*** Exercise input Section Begins ***

PR #557, opened 2024-03-27
feat(sdk): trial integration in plans screen

rsbh:


sdks/js/packages/core/react/components/organization/plans/hooks/usePlans.tsx
```diff
@@ -59,7 +68,9 @@ export const usePlans = () => {
               cancel_url: cancel_url,
               success_url: success_url,
               subscription_body: {
-                plan: planId
+                plan: planId,
+                skip_trial: !isTrial,
+                cancel_after_trial: config?.billing?.cancelAfterTrial || false
```
anujk14, line 73: Should we set the default behaviour to cancel by default instead of setting `false`?
We've mainly built and tested frontier to work with a single paid plan. The default behaviour here might introduce untested scenarios.

sdks/js/packages/core/react/contexts/FrontierContext.tsx
```diff
@@ -274,8 +279,10 @@ export const FrontierContextProvider = ({
           orgId,
           billingId
         );
-        if (resp?.data?.subscriptions?.length) {
-          const activeSub = getActiveSubscription(resp?.data?.subscriptions);
+        const subscriptionsList = resp?.data?.subscriptions || [];
+        setSubscriptions(subscriptionsList);
```
anujk14, line 283: What does `setSubscriptions` do?

sdks/js/packages/core/react/components/organization/plans/pricing-column.tsx
```diff
@@ -0,0 +1,354 @@
+import { useNavigate } from '@tanstack/react-router';
```
anujk14, line 1: [Nitpick] Should we try to set the linter to automatically sort imports alphabetically, and segment them according to whether they are external imports or internal ones?

sdks/js/packages/core/react/components/organization/plans/pricing-column.tsx
```diff
@@ -0,0 +1,354 @@
...
+
+const FeaturesList = ({ features, plan }: FeaturesListProps) => {
+  return features.map(feature => {
+    const planFeature = _.get(plan.features, feature, {
+      metadata: {}
+    });
+    const productMetaDataFeatureValues = plan.productNames
+      .map(name => _.get(planFeature.metadata, name))
+      .filter(value => value !== undefined);
+    // piciking the first value for feature metadata, in case of muliple products in a plan, there can be multiple metadata values.
```
anujk14, line 40:
```suggestion
    // picking the first value for feature metadata, in case of multiple products in a plan, there can be multiple metadata values.
```

sdks/js/packages/core/react/components/organization/plans/pricing-column.tsx
```diff
@@ -0,0 +1,354 @@
...
+    trailSubscription
+  } = usePlans();
+
+  useEffect(() => {
+    if (planHasTrial) {
+      checkAlreadyTrialed(planIds);
+    }
+  }, [checkAlreadyTrialed, planHasTrial, planIds]);
+
+  const trailEndDate = planIds.includes(trailSubscription?.plan_id || '')
```
anujk14, line 128:
```suggestion
  const trialEndDate = planIds.includes(trialSubscription?.plan_id || '')
```

sdks/js/packages/core/react/components/organization/plans/pricing-column.tsx
```diff
@@ -0,0 +1,354 @@
...
+    : '';
+
+  const showButton = isUpgrade && !hasAlreadyTrailed && planHasTrial;
+  return (
+    <Flex
+      className={plansStyles.trialWrapper}
+      justify={'center'}
+      align={'center'}
+    >
+      {isTrailCheckLoading ? (
```
anujk14, line 139: Is there a more readable way we can put this? Nested ternaries can get a bit difficult to understand later on

anujk14 (changes requested):

sdks/js/packages/core/react/contexts/FrontierContext.tsx
rsbh: we use to keep only 1 active subscription in the state. after trial user can have 2 subscription running.
one is in active state and other is in trialing state.
and we already fetch all subscriptions in order to set active one.
so instead of fetching all subscriptions again for trial, i just save this subscriptions list in the state.

sdks/js/packages/core/react/components/organization/plans/pricing-column.tsx
rsbh: we can sort alphabetically, but sorting external and internal are difficult as we use alias and relative path for internal imports.

sdks/js/packages/core/react/components/organization/plans/hooks/usePlans.tsx
```diff
@@ -22,17 +24,24 @@ interface verifyPlanChangeOptions {
...
     fetchActiveSubsciption
   } = useFrontier();
 
+  const trailSubscription = subscriptions.find(
+    sub => sub.state === SUBSCRIPTION_STATES.TRIALING
+  );
+
   const checkoutPlan = useCallback(
-    async ({ planId, onSuccess }: checkoutPlanOptions) => {
+    async ({ planId, onSuccess, isTrial }: checkoutPlanOptions) => {
```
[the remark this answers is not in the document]
rsbh: we want default falsy value for `isTrial`. the checkout api default behaviour is to enable trial if trail_days are set.
so the we have to explicitly pass `skip_trial` `true` for normal checkouts  and `skip_trial` `false` for trial.

sdks/js/packages/core/react/components/organization/plans/pricing-column.tsx
rsbh: we can change something when we do refactoring in future

sdks/js/packages/core/react/components/organization/plans/hooks/usePlans.tsx
anujk14: Bump

anujk14 (approved):
LGTM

*** Exercise input Section Ends ***

§ Instructions to follow
Each line above should be copied exactly, with no line missing.

§ Expected answer
PR #557, opened 2024-03-27
feat(sdk): trial integration in plans screen

rsbh:


sdks/js/packages/core/react/components/organization/plans/hooks/usePlans.tsx
```diff
@@ -59,7 +68,9 @@ export const usePlans = () => {
               cancel_url: cancel_url,
               success_url: success_url,
               subscription_body: {
-                plan: planId
+                plan: planId,
+                skip_trial: !isTrial,
+                cancel_after_trial: config?.billing?.cancelAfterTrial || false
```
anujk14, line 73: Should we set the default behaviour to cancel by default instead of setting `false`?
We've mainly built and tested frontier to work with a single paid plan. The default behaviour here might introduce untested scenarios.

sdks/js/packages/core/react/contexts/FrontierContext.tsx
```diff
@@ -274,8 +279,10 @@ export const FrontierContextProvider = ({
           orgId,
           billingId
         );
-        if (resp?.data?.subscriptions?.length) {
-          const activeSub = getActiveSubscription(resp?.data?.subscriptions);
+        const subscriptionsList = resp?.data?.subscriptions || [];
+        setSubscriptions(subscriptionsList);
```
anujk14, line 283: What does `setSubscriptions` do?

sdks/js/packages/core/react/components/organization/plans/pricing-column.tsx
```diff
@@ -0,0 +1,354 @@
+import { useNavigate } from '@tanstack/react-router';
```
anujk14, line 1: [Nitpick] Should we try to set the linter to automatically sort imports alphabetically, and segment them according to whether they are external imports or internal ones?

sdks/js/packages/core/react/components/organization/plans/pricing-column.tsx
```diff
@@ -0,0 +1,354 @@
...
+
+const FeaturesList = ({ features, plan }: FeaturesListProps) => {
+  return features.map(feature => {
+    const planFeature = _.get(plan.features, feature, {
+      metadata: {}
+    });
+    const productMetaDataFeatureValues = plan.productNames
+      .map(name => _.get(planFeature.metadata, name))
+      .filter(value => value !== undefined);
+    // piciking the first value for feature metadata, in case of muliple products in a plan, there can be multiple metadata values.
```
anujk14, line 40:
```suggestion
    // picking the first value for feature metadata, in case of multiple products in a plan, there can be multiple metadata values.
```

sdks/js/packages/core/react/components/organization/plans/pricing-column.tsx
```diff
@@ -0,0 +1,354 @@
...
+    trailSubscription
+  } = usePlans();
+
+  useEffect(() => {
+    if (planHasTrial) {
+      checkAlreadyTrialed(planIds);
+    }
+  }, [checkAlreadyTrialed, planHasTrial, planIds]);
+
+  const trailEndDate = planIds.includes(trailSubscription?.plan_id || '')
```
anujk14, line 128:
```suggestion
  const trialEndDate = planIds.includes(trialSubscription?.plan_id || '')
```

sdks/js/packages/core/react/components/organization/plans/pricing-column.tsx
```diff
@@ -0,0 +1,354 @@
...
+    : '';
+
+  const showButton = isUpgrade && !hasAlreadyTrailed && planHasTrial;
+  return (
+    <Flex
+      className={plansStyles.trialWrapper}
+      justify={'center'}
+      align={'center'}
+    >
+      {isTrailCheckLoading ? (
```
anujk14, line 139: Is there a more readable way we can put this? Nested ternaries can get a bit difficult to understand later on

anujk14 (changes requested):

sdks/js/packages/core/react/contexts/FrontierContext.tsx
rsbh: we use to keep only 1 active subscription in the state. after trial user can have 2 subscription running.
one is in active state and other is in trialing state.
and we already fetch all subscriptions in order to set active one.
so instead of fetching all subscriptions again for trial, i just save this subscriptions list in the state.

sdks/js/packages/core/react/components/organization/plans/pricing-column.tsx
rsbh: we can sort alphabetically, but sorting external and internal are difficult as we use alias and relative path for internal imports.

sdks/js/packages/core/react/components/organization/plans/hooks/usePlans.tsx
```diff
@@ -22,17 +24,24 @@ interface verifyPlanChangeOptions {
...
     fetchActiveSubsciption
   } = useFrontier();
 
+  const trailSubscription = subscriptions.find(
+    sub => sub.state === SUBSCRIPTION_STATES.TRIALING
+  );
+
   const checkoutPlan = useCallback(
-    async ({ planId, onSuccess }: checkoutPlanOptions) => {
+    async ({ planId, onSuccess, isTrial }: checkoutPlanOptions) => {
```
[the remark this answers is not in the document]
rsbh: we want default falsy value for `isTrial`. the checkout api default behaviour is to enable trial if trail_days are set.
so the we have to explicitly pass `skip_trial` `true` for normal checkouts  and `skip_trial` `false` for trial.

sdks/js/packages/core/react/components/organization/plans/pricing-column.tsx
rsbh: we can change something when we do refactoring in future

sdks/js/packages/core/react/components/organization/plans/hooks/usePlans.tsx
anujk14: Bump

anujk14 (approved):
LGTM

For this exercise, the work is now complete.